There had been a time when the Englishman listened sympathetically to the plea for the common brotherhood. In the depths of his heart he was generous. He had received Jean-Jacques and given him a pension. He had considered, half interested, half amused Condorcet's logic about the perfectibility of man. He had permitted discussions about human rights and had even instructed his minister, the younger Pitt, to introduce certain measures of reform. In those days he looked across the Channel and saw with tolerance a starved people rising against an iniquitous government. The Bastille fell; he was not sorry. With the detachment of a spectator he beheld a political theory pass into a drama of action. He admired the sanity of Mirabeau and his control of the Convention. But when Mirabeau died and the factions took to wrangling and the Mountain on the Left loomed up, vindictive, roaring, the Englishman became uneasy. The political theory ran swiftly into a tragedy of blood; a king's head, then a queen's; then the tumbrils and the drop of the knife; the sack of castles; the flight of refugees; the frenzy of a people impelled, like the Moslems, to extend their wild propaganda unto the ends of the earth. "Ah!" cried the Englishman in a panic, "if I had only heeded the warning of Burke! This anarchy is contagious. I must crush it." So he ordered Pitt to declare war on the French madmen. War followed, and—Napoleon.

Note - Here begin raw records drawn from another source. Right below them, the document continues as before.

PR #9313, opened 2026-08-26
fix: use base64 encoding for SSH key literals in PowerShell template

benjamin-brady:
Switch `getSSHPublicKeysPowerShell` from rendering key data inside double-quoted PowerShell strings to base64-encoding each value and emitting a decode expression. The base64 alphabet (`A-Za-z0-9+/=`) contains no PowerShell delimiters or interpolation characters, ensuring key comments are preserved as literal data regardless of content.

### Changes
- `pkg/agent/utils.go` — new `encodePowerShellBase64Literal` helper, called from `getSSHPublicKeysPowerShell`
- `pkg/agent/utils_test.go` — unit tests covering various key comment contents, whitespace trimming, multiple keys, and round-trip decoding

The tolerant Englishman hardened into John Bull. No more kindliness; no more charity for the lowly. The doors of his heart were shut and barred. Amid the alarm for his own safety he identified French principles with all humanitarian proposals. He cursed those who advocated any change, and he hunted his kingdom for every viper of reform. Consider the case of Sir Francis Burdett! The land of Magna Charta and of the Bill of Rights was beset with spies, scoured by press-gangs, patrolled by squads of cavalry. Meanwhile King George was blind, deaf, insane; the Regent—the unspeakable gentleman—was inventing the famous shoe-buckle. Yet the royal sceptre was revered as a sign from heaven; the bishops preached the awful divinity of kings and pronounced anathema on popular rights. John Bull was in the mood of a bigot. Before Waterloo, and long after, he instructed his ministers to enforce rigidly the authority of his Bible, his Crown, and his Constitution. And there was no one whom he hated with more ungovernable rage than a patriot of humanity.
It was in this age of turmoil and intolerance that Destiny, by some caprice, sent unto England an apostle of pagan beauty.